In October 2010, Lowave and SPARCK, with critic Cédric Vincent, launched the first of three DVDs dedicated to Africa and her Diasporas. The title of this series is IN/FLUX. IN/FLUX explores radical takes from the African world on emergent urban cultures and imaginaries. Hailing from many places and viewpoints, the films compiled in IN/FLUX Volume One speak in distinctly counter-hegemonic voices to the nature, complexities and alternative possibilities of movement in and between cities of the global present-future. Volume Two considers urban his/herstories and memories. Volume III offers multiple takes on urban body politics.
Volume I: Dineo Bopape, Stacy Hardy, Khaled Hafez, Ismail Farouk, Mowoso, Neil Beloufa, Goddy Leye, Nástio Mosquito, Ahmed El Shaer, Julia Raynham.
Volume II: Bofa da Cara, Theo Eshetu, Zineb Sedira, Sammy Baloji, Aryan Kaganof, Fayçal Baghriche, Nina Barnett, Berni Searle.
Volume III: Goddy Leye, Zen Marie, Heddy Maalem & Benoît Dervaux, Ala Eddine Slim, Ezra Wube, Kgafela Oa Magogodi, Naadira Patel, Steven Cohen.
For reviews in the journals/newspapers Africultures, Transversales and Le Monde Diplomatique, click here, here and here.

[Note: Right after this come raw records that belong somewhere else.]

PR #19, opened 2022-03-14
Update _BaseCluster.reorder() to also reorder _BaseCluster._labels_

vferat:


pycrostates/cluster/_base.py
```diff
@@ -270,6 +270,11 @@ def reorder_clusters(self, mapping: dict = None,
         # re-order
         self._cluster_centers_ = self._cluster_centers_[order]
         self._clusters_names = [self._clusters_names[k] for k in order]
+        new_labels = np.zeros(self._labels_.shape)
```
mscheltienne, line 273: Should be in kmeans.py since it's an attribute from kmeans class only.
```
def reorder_clusters(...):
    super().reorder_clusters()
    # additional steps
    ...
```

pycrostates/cluster/_base.py
```diff
@@ -747,6 +753,16 @@ def fitted(self, fitted):
             self._fitted_data = None
             self._fitted = False
```
mscheltienne, line 754: Add the reset for `self._labels_` in the base class (and remove from `fitted` setter in KMeans.

pycrostates/cluster/_base.py
```diff
@@ -270,6 +271,11 @@ def reorder_clusters(self, mapping: dict = None,
         # re-order
         self._cluster_centers_ = self._cluster_centers_[order]
         self._clusters_names = [self._clusters_names[k] for k in order]
+        if self._labels_ is not None:
+            new_labels = np.zeros(self._labels_.shape)
+            for k in range(0, self.n_clusters):
+                new_labels[self._labels_ == k+1] = order[k] + 1
+            self._labels_ = new_labels
```
mscheltienne, line 278: `order` is 0-indexed (to be added to the docstring). So if I try this snippet with 4 clusters:

```
import numpy as np


order = [3, 1, 2, 0]
labels = np.array([0, 1, 1, 2, 3, 2, 1, 0, 0])

new_labels = np.zeros(labels.shape)
for k in range(0, 4):
    new_labels[labels == k+1] = order[k] + 1
```

I should get `[3, 1, 1, 2, 0, 2, 1, 3, 3]` since 0 and 3 have swap. With this loop I get: `array([0., 4., 4., 2., 3., 2., 4., 0., 0.])`. Am I missing something?

So maybe something like that:

```
new_labels = labels.copy()
for old, new in enumerate(order):
    new_labels[labels == old] = new
```

pycrostates/cluster/tests/test_kmeans.py
```diff
@@ -293,6 +293,12 @@ def test_reorder(caplog):
     assert ModK.clusters_names[0] == ModK_.clusters_names[1]
     assert ModK.clusters_names[0] == ModK_.clusters_names[1]
 
+    # test .labels_ reordering
+    x = ModK_.labels_[:20]
+    # x = [3, 1, 1, 2, 1, 1, 1, 1, 1, 1, 1, 1, 0, 0, 0, 0, 0, 0, 0, 0]
+    y = [3, 2, 2, 1, 2, 2, 2, 2, 2, 2, 2, 2, 0, 0, 0, 0, 0, 0, 0, 0]
```
mscheltienne, line 299: So following my comment above that order is 0-indexed, `ModK_.reorder_clusters(order=np.array([1, 0, 2, 3]))` should:
- Place cluster 1 in position 0
- Place cluster 0 in position 1
- Keep cluster 2 in position 2
- Keep cluster 3 in position 3

Thus expected labels should be: `[3, 0, 0, 2, 0, 0, 0, 0, 0, 0, 0, 0, 1, 1, 1, 1, 1, 1, 1, 1]`.

pycrostates/cluster/_base.py
vferat: As for now` .labels_ ` uses 0 for unlabeled data, 1 for the first cluster_centers ( i.e. cluster_centers [0]) and so on...
But you spot a mistake as their should be no 0 in `.labels_` 
[this ligne](https://github.com/vferat/pycrostates/blob/615120870e1642318e0c2a100599fff08e4558e2/pycrostates/cluster/kmeans.py#L108)  `self._labels_ = best_segmentation` should be changed to  `self._labels_ = best_segmentation + 1`

PR #21, opened 2022-03-16
Add ChInfo class to hold channel-related information only

mscheltienne:
- [x] Add ChInfo class (created either from ch_names/ch_types or from an Info)
- [ ] Add support for picking channels [not at info level]
- [ ] Add support for renaming/reordering channels [not at info level]
- [x] Add support for getting/setting montage
- [x] Add tests

EDIT: Not implementing channel picking, renaming, reordering as an info instance does not have any information about the underlying data array. Thus, those methods should be only implemented in the class that has a `.info` attribute and a `.data` attribute with the underlying data reordered/picked.


pycrostates/cluster/_base.py
```diff
@@ -327,8 +327,8 @@ def plot(self, block=False):
 
         Returns
         -------
-        fig : :class:`matplotlib.figure.Figure`
-            Figure
+        fig : Figure
```
mscheltienne, line 330: Figure, as for all arguments in `Parameters` / `Returns` should be resolved by `numpydoc` directly.

pycrostates/cluster/_base.py
```diff
@@ -327,8 +327,8 @@ def plot(self, block=False):
...
+            Matplotlib figure containing the topographic plots.
```
mscheltienne, line 331: Figure, as for all arguments in `Parameters` / `Returns` should be resolved by `numpydoc` directly.

pycrostates/utils/_docs.py
```diff
@@ -11,21 +11,29 @@
...
 
 # ---- Clusters ----
 docdict['fit_inst'] = """
-inst : `~mne.io.Raw` | `~mne.Epochs`
+inst : Raw | Epochs
     Instance containing data to transform to cluster-distance space
     (absolute spatial correlation)."""
 docdict['predict_inst'] = """
-inst : `~mne.io.Raw` | `~mne.Epochs`
+inst : Raw | Epochs
```
mscheltienne, line 36: Same as for Figure, Raw, Epochs, those names should be resolved by numpydoc directly.

mscheltienne:
That should be enough for the class itself. I think integrating this class with our existing code-base should be done in a separate PR. WDYT?

vferat (approved):

PR #27, opened 2022-04-05
Improvements to viz

mscheltienne:
Code clean-up to viz + additional functionalities and error checking (for cluster_centers)

### DIFF
--- a/pycrostates/viz/cluster_centers.py
+++ b/pycrostates/viz/cluster_centers.py
@@ -17,27 +17,12 @@ def plot_cluster_centers(
         **kwargs,
         ):
     """
-    Create topographic plot for cluster_centers.
-
-    Parameters
-    ----------
-    cluster_centers : TYPE
-        DESCRIPTION.
-    info : TYPE
-        DESCRIPTION.
-    cluster_names : TYPE, optional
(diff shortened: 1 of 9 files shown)


pycrostates/viz/cluster_centers.py
```diff
@@ -0,0 +1,92 @@
...
+                "number of clusters and Axes.")
+        figs = [ax.get_figure() for ax in axes]
+        if len(set(figs)) == 1:
+            f = figs[0]
+        else:
+            f = figs
+        del figs
+
+    # remove show from kwargs, issue warning if it is present
+    if 'show' in kwargs:
```
vferat, line 72: We could use something like to keep 'show' in kwargs
 ```
kwargs = {key: value for key, value in kwargs.items()
                 if key not in ('show', )}


for k, (center, name) in enumerate(zip(cluster_centers, cluster_names)):
    ...
    plot_topomap(center, info, axes=ax, show=False, **kwargs)
    ax.set_title(name)

if 'show' in kwargs:
    if kwargs['show']:
        plt.show(block=block)
return f
```

mscheltienne: good idea, done

PR #31, opened 2022-04-13
Add pypi publish workflow

vferat:
Add github workflow to test deployment on Pypi and automatically deploy on new tag

### DIFF
--- a/.github/workflows/publish-to-test-pypi.yml
+++ b/.github/workflows/publish-to-test-pypi.yml
@@ -1,0 +1,37 @@
+name: Publish Python 🐍 distributions 📦 to PyPI and TestPyPI
+# https://packaging.python.org/en/latest/guides/publishing-package-distribution-releases-using-github-actions-ci-cd-workflows/
+on: push
+
+jobs:
+  build-n-publish:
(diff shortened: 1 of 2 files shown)


.github/workflows/publish-to-test-pypi.yml
```diff
@@ -0,0 +1,37 @@
+name: Publish Python 🐍 distributions 📦 to PyPI and TestPyPI
+# https://packaging.python.org/en/latest/guides/publishing-package-distribution-releases-using-github-actions-ci-cd-workflows/
+on: push
```
mscheltienne, line 3: Should be:

```
on:
  release:
    types: [published]
```

mscheltienne:
Have a look at this one: https://github.com/bsl-tools/bsl/blob/main/.github/workflows/publish.yml
I don't remember if I tested it or not, but it's simpler

mscheltienne:
Although this workflow looks awesome and better 👍

mscheltienne:
FYI, the steps to make an MNE release: https://github.com/mne-tools/mne-python/wiki/How-to-make-a-release
I think we should be OK with a couple of manual steps 😅 Can we close this PR?

PR #35, opened 2022-05-02
Use black and isort for formating

mscheltienne:
Proposal to use [black](https://black.readthedocs.io/en/stable/) and [isort](https://github.com/PyCQA/isort) to format the code.
I just added the configuration for now.


.github/workflows/code-style.yml
```diff
@@ -37,3 +37,18 @@ jobs:
...
+        uses: psf/black@stable
+        with:
+          options: "--check --verbose"
+      - name: Run isort
+        uses: jamescurtin/isort-action@master
+        with:
+            requirementsFiles: "requirements.txt requirements_testing.txt"
+      - name: Install pydocstyle
+        run: | 
+          python -m pip install -r requirements_testing.txt
```
mscheltienne, line 50: Line 30:33 Install flake8
If you do have flake8 in `requirements_testing.txt`. which you should, then instead of doing a second installation step just rename to `Install dependencies` and uses this earlier instead of `Install flake8`. You can also add the upgrade of pip, setuptools and wheel and the `--progress-bar off` to reduce verbovsity.

.github/workflows/code-style.yml
```diff
@@ -27,10 +27,11 @@ jobs:
         with:
           python-version: '3.9'
           architecture: 'x64'
-      - name: Install flake8
+      - name: Install dependencies
         run: |
-          python -m pip install --upgrade pip setuptools wheel
-          python -m pip install flake8
+          python -m pip install --upgrade pip setuptools wheel --progress-bar off
+          python -m pip install requirements.txt
```
mscheltienne:
```suggestion
```

mscheltienne: we don't need those req. for style formatting, do we?

.github/workflows/code-style.yml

The official launch of IN/FLUX – Mediatrips from the African World took place on 15 June 2011 in Paris, at the Cinéma Le Nouveau Latina.
Dominique Malaquais and Silke Schmickl presented the DVD and talked about the collaboration between SPARCK and award-winning film production company Lowave, which has given rise to the first of three DVD compilations of experimental art and video from across the African continent.

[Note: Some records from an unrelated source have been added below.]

PR #37, opened 2022-05-16
Dev metrics

vferat:


vferat:
Code for quantitative tests:
https://gist.github.com/vferat/ad463d439d9d351f7b3a5c7b83f10dc7

pycrostates/metrics/metrics.py
```diff
@@ -61,13 +65,72 @@ def silhouette(modK):  # lower the better
...
+def calinski_harabasz(cluster):  # higher the better
+    """Compute the Calinski and Harabasz score.
+
+    This function is a proxy function for
+    :func:`sklearn.metrics.calinski_harabasz_score` that applies directly to a
+    fitted :class:`pycrostate.clustering.BaseClustering`.
+
+    Parameters
+    ----------
+    cluster : :class:`pycrostate.clustering.BaseClustering`
```
mscheltienne, line 78: Those x-links will not work as it's `pycrostates.clustering._base._BaseClustering` and as it should not be documented. 
Maybe it becomes public and documented, with a warning pointing towards the actual instantiable classes (e.g. ModK), similarly to https://mne.tools/dev/generated/mne.Info.html
Alternatively, we could define a `:ref:` to a page that details what a clustering solution is, what it contains and what are the different algorithm available.
I think I prefer option 2.

vferat: I also prefer option 2

tutorials/metrics/plot_metrics.py
```diff
@@ -0,0 +1,96 @@
...
+raw.pick("eeg")
+raw.set_eeg_reference("average")
+
+#%%
+# In this example, we will used the
+# [Silhouette Coefficient](https://doi.org/10.1016/0377-0427(87)90125-7) to
+# evaluate the
+# Pycrostates implementations relies on sklearn implementation
+# while ensuring that the metric used for distance computations is
+# the opposite value of the absolute spatial correlation.
```
mscheltienne, line 35: Something is missing in this sentence.

mscheltienne (commented):
I re-structured to split the metrics in different files and benefit from the module structure. If you prefer to keep it all in one file, you can revert the last commit.
Before this last commit, I fixed some typos and some remaining x-ref to `BaseClustering`.
If you revert the last commit; please double-check the docstring of each metrics, some of them had `"The davies bounding score"` as a return instead of the correct name, and I fixed it as part of the re-structure commit.

tutorials/metrics/plot_metrics.py
```diff
@@ -0,0 +1,106 @@
...
+# Pycrostates implements several metrics to evaluate the quality of
+# clustering solutions without knowing the ground truth:
+# - The silhouette score (higher the better)
+# - The Calinski Harabasz score (higher the better)
+# - The Dunn score (higher the better)
+# - The Davies Bouldin score (lower the better)
+#
+# We can apply these metrics on clustering solution
+# computed with different values of n_clusters and
+# analyse which give the best clsutering solution.
```
mscheltienne, line 39:
```suggestion
# analyse which give the best clustering solution. 
```

mscheltienne (approved):

PR #39, opened 2022-05-27
[MNT] Move package configuration and dependencies to pyproject.toml (PEP 518, 621)

mscheltienne:
I started looking into new ways to package python libraries. The direction seems to be to put everything in `pyproject.toml`, thus getting rid of `requirements.txt` files and of `setup.py` or `setup.cfg`.
`setup.py` is still needed to install the package in editable mode until setuptools complies with PEP 660, but it can be a simple wrapper as i this PR while all the metadata are in `pyproject.toml`.

I updated the workflows accordingly to work with this different packaging.
I added a workflow to test the build, using [build](https://pypa-build.readthedocs.io/en/stable/) on all the supported platforms.
I added a codespell action to check spelling, and fixed all the typos it found.
I updated the regex pattern for pydocstyle, and added the properties to the ignored decorators.

Let's see how badly it brokes the CIs or anything :sweat_smile:


pycrostates/datasets/lemon/lemon.py
```diff
@@ -2,15 +2,14 @@
...
-from mne.io import BaseRaw
+from mne import create_info
+from mne.io import BaseRaw, RawArray
 
 from ...utils._checks import _check_type, _check_value
 from ...utils._config import get_config
-from ...utils._imports import import_optional_dependency
 
 
 def load_data(subject_id: str, condition: str):
```
mscheltienne, line 15: Since it returns a path (as a string), I think it would be better to match MNE API by naming this function `data_path` and returning a `pathlib.Path` instance.

pycrostates/datasets/lemon/lemon.py
```diff
@@ -100,86 +92,35 @@ def standardize(raw: BaseRaw):
...
+        ch_names = raw.info["ch_names"] + missing_channels
+        ch_types = raw.get_channel_types() + ["eeg"] * len(missing_channels)
+        info = create_info(
+            ch_names=ch_names, ch_types=ch_types, sfreq=raw.info["sfreq"]
+        )
+        raw = RawArray(data=data, info=info)
+        raw.info["bads"].extend(missing_channels)
+
     raw.reorder_channels(standard_channels)
     raw.set_montage("standard_1005")
```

The screening was followed buy cocktails at the Salon Rouge as well as a special performance by LOUBAKI and Cameroonian-French artist collective Doktorosé.
Watch the IN/FLUX Trailer
Filmakers and films featured
Dineo Bopape (South Africa) – Under All Means Necessary – 2006 | 5’29
A woman shakes her head slowly, looking to and away from the viewer/camera. What appears to be passive refusal slowly gathers speed and proceeds into a full-tilt frenzy of head shaking, a maddened refusal. As the film proceeds, the image, in constant and increasingly frantic movement, breaks down into a disco of dots, pixels, abstracted lines, shapes and colors. The score, an inter-woven, sped-up, doubled, slowed down, sniped mix of sounds – drumbeats, footsteps, audience cheers and songs layered in an orchestral mess/harmony – amplifies the violent shake-up going on on the screen.
Mowoso (DRC) – Postcolonial Dilemna – 2009 | 3’37
A woman appears. She is in a trance. An axe is buried in her skull. As we struggle to establish what is going on, the scene shifts and she appears behind a desk, in a peculiar exchange with a man who is either paying her a bribe or dispensing some manner of mystical treatment. A train rushes across the frame in fits and starts. This is the postcolony: dystopic interzone, part dream, part nightmare and impossible urban snarl.
Goddy Leye (Cameroon) – The Voice of the Moon – 2005 | 3′
A man alights on the moon. Neil Armstrong is there. In a steady stream of dance steps, to the sound of Cameroonian music, the man – the artist himself – moves toward the American astronaut. Slowly, Leye merges with Armstrong, becoming one with his body in a brief burst of Afrofuturist invasion. This short film is part of a larger five-channel video installation. Using a paired down aesthetic, it examines with humor and irony the history of colonial and neocolonial expansion and the imagery of empire. The film and the larger installation also query how television news footage spreads hegemonic narratives and shapes the collective unconscious of political subjects.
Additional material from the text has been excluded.